[ASSIGNED TASK]:
Write only the number of lines in the data that include the word "albertobruin".

------------

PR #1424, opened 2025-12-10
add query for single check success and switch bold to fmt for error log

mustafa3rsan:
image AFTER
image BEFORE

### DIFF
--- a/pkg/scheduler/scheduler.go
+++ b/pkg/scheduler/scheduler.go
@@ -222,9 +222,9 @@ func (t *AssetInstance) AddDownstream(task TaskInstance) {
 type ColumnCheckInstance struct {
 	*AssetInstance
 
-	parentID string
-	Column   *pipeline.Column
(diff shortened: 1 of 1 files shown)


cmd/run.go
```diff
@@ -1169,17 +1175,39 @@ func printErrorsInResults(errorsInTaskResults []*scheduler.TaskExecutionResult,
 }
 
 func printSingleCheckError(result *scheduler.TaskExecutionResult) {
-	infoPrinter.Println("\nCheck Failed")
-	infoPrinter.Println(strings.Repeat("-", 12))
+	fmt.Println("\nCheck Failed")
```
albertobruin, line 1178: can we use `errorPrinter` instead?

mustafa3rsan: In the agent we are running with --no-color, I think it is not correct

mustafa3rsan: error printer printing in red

------------

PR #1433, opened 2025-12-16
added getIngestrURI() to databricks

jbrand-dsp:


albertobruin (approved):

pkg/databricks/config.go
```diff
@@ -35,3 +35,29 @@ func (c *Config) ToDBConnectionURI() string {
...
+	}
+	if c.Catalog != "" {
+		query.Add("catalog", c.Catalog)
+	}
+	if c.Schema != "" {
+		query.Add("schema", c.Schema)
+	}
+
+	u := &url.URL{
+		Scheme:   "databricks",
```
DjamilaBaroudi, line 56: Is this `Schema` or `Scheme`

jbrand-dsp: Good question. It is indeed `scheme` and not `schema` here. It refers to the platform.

------------

[FINISHED TASK]:
2